The answer must consist of every line from the data that holds "linear".

Data excerpts:

+-------+

PR #1256, opened 2026-06-03
db: implement the ApplyScanBatch scan engine

yyforyongyu:
Implements the `ApplyScanBatch` scan engine behind the `db.Store` interface: adds it to the `TxStore` interface and implements it across the `kvdb`, `pg`, and `sqlite` backends.

- `kvdb`: `ApplyScanBatch` orchestration with rollback, plus scan-horizon extension handlers.
- `pg` and `sqlite`: `ApplyScanBatch` implementations, with the shared batch write extracted into an `applyBatchTransaction` helper.
- Idempotent batch replay via a `CanSkipCreateTxDuplicate` helper that treats an `ErrTxAlreadyExists` result as a no-op only for an exact current-shape duplicate, never for terminal history rows.

Covered by `kvdb` unit tests and a cross-backend itest.


yyforyongyu (commented):
LGTM (`deepseek-v4-pro`)

yyforyongyu:
LGTM 🐳 (`gemini-3.5-flash`)

yyforyongyu:
LGTM 🧱
(`claude-opus-4-8[1m]`)

wallet/internal/db/kvdb/txstore.go
```diff
@@ -498,9 +620,157 @@ func (s *Store) InvalidateUnminedTx(_ context.Context,
...
+}
+
+// legacyCreditEntries converts db-native credit addresses into legacy credit
+// entries and marks those addresses as used.
+func (s *Store) legacyCreditEntries(addrmgrNs walletdb.ReadWriteBucket,
+	req db.CreateTxRequest) ([]wtxmgr.CreditEntry, error) {
+
+	credits := make([]wtxmgr.CreditEntry, 0, len(req.Params.Credits))
+	for index, addr := range req.Params.Credits {
+		managedAddr, err := s.addrStore.Address(addrmgrNs, addr)
```
yyforyongyu: Unlike `CreateTx`, this batch path resolves and marks the supplied credit address without first checking that `req.Params.Tx.TxOut[index]` actually pays it. That lets a bad `Credits` map record an unrelated wallet address as owner of any output, corrupting the legacy UTXO set. Please call `validateCreditAddr` (and handle nil credits consistently with `addCreateTxCredit`) before appending the credit. (`gpt-5.5`)

wallet/internal/db/kvdb/walletstore.go
```diff
@@ -104,6 +104,58 @@ func (s *Store) IterWallets(ctx context.Context,
...
+		return nil, fmt.Errorf("kvdb.Store.ListSyncedBlocks: %w",
+			errMissingAddrStore)
+	}
+
+	if query.EndHeight < query.StartHeight {
+		return nil, fmt.Errorf("kvdb.Store.ListSyncedBlocks: %w: end "+
+			"height before start height", db.ErrInvalidParam)
+	}
+
+	blocks := make([]db.Block, 0, query.EndHeight-query.StartHeight+1)
```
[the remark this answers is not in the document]
yyforyongyu: Done - inclusive range length is now converted via the checked `db.Uint32ToInt32` after the `EndHeight >= StartHeight` guard and passed as an `int` (the uint32 cap did compile, but this applies the requested hygiene).

wallet/internal/db/kvdb/walletstore.go
```diff
@@ -357,3 +409,20 @@ func (s *Store) UpdateWalletSecrets(ctx context.Context,
...
+		return waddrmgr.BlockStamp{}, fmt.Errorf("%w: store block "+
+			"height %d exceeds max int32", db.ErrInvalidParam,
+			block.Height)
+	}
+
+	return waddrmgr.BlockStamp{
+		Height:    height,
+		Hash:      block.Hash,
+		Timestamp: block.Timestamp,
+	}, nil
```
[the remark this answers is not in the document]
yyforyongyu: Done - call sites now use the shared `db.BlockStampFromBlock` and the duplicate `kvdbBlockToBlockStamp` helper was removed (including the `ApplyRewind` caller on the stacked branch).

wallet/internal/db/kvdb/txstore.go
```diff
@@ -287,6 +287,128 @@ func (s *Store) UpdateTx(_ context.Context, params db.UpdateTxParams) error {
...
+		return fmt.Errorf("kvdb.Store.ApplyTxBatch: %w",
+			errMissingAddrStore)
+	}
+
+	err := walletdb.Update(s.db, func(tx walletdb.ReadWriteTx) error {
+		addrmgrNs := tx.ReadWriteBucket(waddrmgr.NamespaceKey)
+		if addrmgrNs == nil {
+			return errMissingAddrmgrNamespace
+		}
+
```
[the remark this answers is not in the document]
yyforyongyu: Done - `ApplyTxBatch` now returns early for a truly empty batch (no transactions and no SyncedTo) before opening the walletdb transaction; added a kvdb test.

wallet/internal/db/kvdb/txstore.go
yyforyongyu: Done - the batch credit path now validates each non-nil credit address against `TxOut[index]` (the same `validateCreditAddr` policy as the `CreateTx` path) and handles nil credits via the output-script fallback; added mismatch + nil tests.

yyforyongyu (commented):
LGTM (`deepseek-v4-pro`)

yyforyongyu (commented):
LGTM (`deepseek-v4-pro`)

yyforyongyu:
LGTM 🪨
(`claude-opus-4-8[1m]`)

wallet/internal/db/kvdb/txstore.go
```diff
@@ -287,6 +287,134 @@ func (s *Store) UpdateTx(_ context.Context, params db.UpdateTxParams) error {
...
+		txmgrNs := tx.ReadWriteBucket(wtxmgrNamespaceKey)
+		if txmgrNs == nil {
+			return errMissingTxmgrNamespace
+		}
+
+		err := s.applyLegacyScanHorizons(addrmgrNs, params.Horizons)
```
yyforyongyu: `ExtendAddresses` updates the scoped manager in-memory address cache and next indexes after writing the bucket, but this runs before the transaction batch and synced-block writes below can still fail. If a later step returns an error, walletdb rolls the derived addresses back while the live manager still thinks the horizon was extended, so later lookups can observe addresses that were never persisted. Snapshot/restore the scoped-manager state on batch rollback, or otherwise ensure no later fallible work runs after a horizon extension mutates memory. (`gpt-5.5`)

yyforyongyu: Fixed. ApplyScanBatch now invalidates the scoped-manager account caches for horizons touched by a failed batch. That forces the next read to reload the persisted rolled-back indices, so an ExtendAddresses side effect cannot leave unpersisted horizon state visible after walletdb rolls back.

yyforyongyu: This still leaves part of the rollback side effect observable. `ExtendAddresses` also inserts every derived address into the scoped manager address cache (`s.addrs`), and `Address` returns from that cache before checking the bucket. Invalidating only the account cache fixes `AccountProperties`, but later `Address`/`MarkUsed` calls can still see addresses that walletdb rolled back. Please also remove the derived addresses from the address cache (and any pending derive-on-unlock entries), or defer those cache inserts until the batch commits. (`gpt-5.5`)

wallet/internal/db/kvdb/txstore.go
```diff
@@ -498,9 +663,196 @@ func (s *Store) InvalidateUnminedTx(_ context.Context,
...
+}
+
+// applyLegacySyncedBlocks connects a sequence of legacy synced blocks.
+func (s *Store) applyLegacySyncedBlocks(ns walletdb.ReadWriteBucket,
+	blocks []db.Block) error {
+
+	for i := range blocks {
+		block, err := db.BlockStampFromBlock(&blocks[i])
+		if err != nil {
+			return err
```
yyforyongyu, line 1937: `SetSyncedTo` updates the manager's in-memory synced tip immediately after each block write. If this loop applies an earlier block and then a later block returns an error, walletdb rolls the batch back but `addrStore.SyncedTo()` remains advanced to the earlier in-memory tip. That breaks the atomicity promised by `ApplyScanBatch` and can make the next scan/rollback decision start from a block that was never persisted. Snapshot/restore the synced tip on batch failure, or defer the in-memory update until the whole batch commits. (`gpt-5.5`)

yyforyongyu:
**Branch hygiene:** this PR was updated via **merge** this round rather than rebased — its range carries 2 `Merge branch 'impl-psbt-store' into 'impl-runtime-store'` commits. Prior rounds it was a clean linear rebase, and the project preserves commit history (no squash), so these merge commits would land on the target branch.

Please rebase onto the base to drop the `Merge branch …` commits and keep the stack linear. (See the 1258 thread — the same merge-based update also produced a duplicated `stop precreating` commit there.) The code changes themselves look correct.

(`claude-opus-4-8[1m]`)

wallet/internal/db/kvdb/txstore.go
yyforyongyu: Fixed — ApplyScanBatch rollback now evicts the rolled-back scan-derived addresses from the in-memory address cache and the deriveOnUnlock queue (new EvictDerivedAddresses), so they're no longer observable through Address after a failed batch.

wallet/internal/db/kvdb/txstore.go
yyforyongyu: Fixed — the rollback now restores the in-memory synced tip (RestoreSyncedTo), so a mid-batch failure no longer leaves the manager advanced past the persisted (rolled-back) state.

wallet/internal/db/kvdb/txstore.go
```diff
@@ -498,9 +713,226 @@ func (s *Store) InvalidateUnminedTx(_ context.Context,
...
+	if req.Params.Block == nil {
+		err := s.txStore.InsertUnconfirmedTx(txmgrNs, txRec, credits)
+		if err != nil {
+			return fmt.Errorf("insert unconfirmed tx: %w", err)
+		}
+
+		return nil
+	}
+
+	block, err := kvdbTxBlockMeta(req.Params.Block)
```
yyforyongyu: `ExtendAddresses` can derive past `horizon.Index` when the child at the requested horizon is invalid; it keeps going until the next valid child and updates the cached next index/address entries for that later child. This rollback range stops at `horizon.Index+1`, so a failed batch would evict only through the requested index and leave the extra derived address in `s.addrs`/`deriveOnUnlock`. Record the actual post-extension next index, for example by rereading `AccountProperties` after `ExtendAddresses`, and use that as `toIndex`. (`gpt-5.5`)

yyforyongyu:
LGTM 🪨
(`claude-opus-4-8[1m]`)

wallet/internal/db/kvdb/txstore.go
```diff
@@ -498,9 +713,226 @@ func (s *Store) InvalidateUnminedTx(_ context.Context,
...
+
+		err = scopedMgr.ExtendAddresses(
+			ns, horizon.Account, horizon.Index, horizon.Branch,
+		)
+		if err != nil {
+			return fmt.Errorf("extend addresses: %w", err)
+		}
+
+		// ExtendAddresses derives through horizon.Index inclusive, so
+		// the post-batch next index is one past it. Record the range so
```
yyforyongyu: `SetSyncedTo` mutates the live manager tip before `txStore.Rollback` runs. If the rollback step returns an error, walletdb rolls the bucket writes back but `addrStore.SyncedTo()` remains rewound, so the next sync decision can observe a fork point that was never persisted. Snapshot the pre-rewind tip and restore it on any `ApplyRewind` failure, like `ApplyScanBatch` does. (`gpt-5.5`)

wallet/internal/db/kvdb/txstore.go
```diff
@@ -498,9 +713,226 @@ func (s *Store) InvalidateUnminedTx(_ context.Context,
...
+	return nil
+}
+
+// applyLegacyTxNotification records one relevant transaction notification using
+// legacy wtxmgr semantics.
+func (s *Store) applyLegacyTxNotification(addrmgrNs walletdb.ReadWriteBucket,
+	txmgrNs walletdb.ReadWriteBucket, req db.CreateTxRequest) error {
+
+	txRec, err := wtxmgr.NewTxRecordFromMsgTx(
+		req.Params.Tx, req.Received,
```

+-------+

The answer:
**Branch hygiene:** this PR was updated via **merge** this round rather than rebased — its range carries 2 `Merge branch 'impl-psbt-store' into 'impl-runtime-store'` commits. Prior rounds it was a clean linear rebase, and the project preserves commit history (no squash), so these merge commits would land on the target branch.
Please rebase onto the base to drop the `Merge branch …` commits and keep the stack linear. (See the 1258 thread — the same merge-based update also produced a duplicated `stop precreating` commit there.) The code changes themselves look correct.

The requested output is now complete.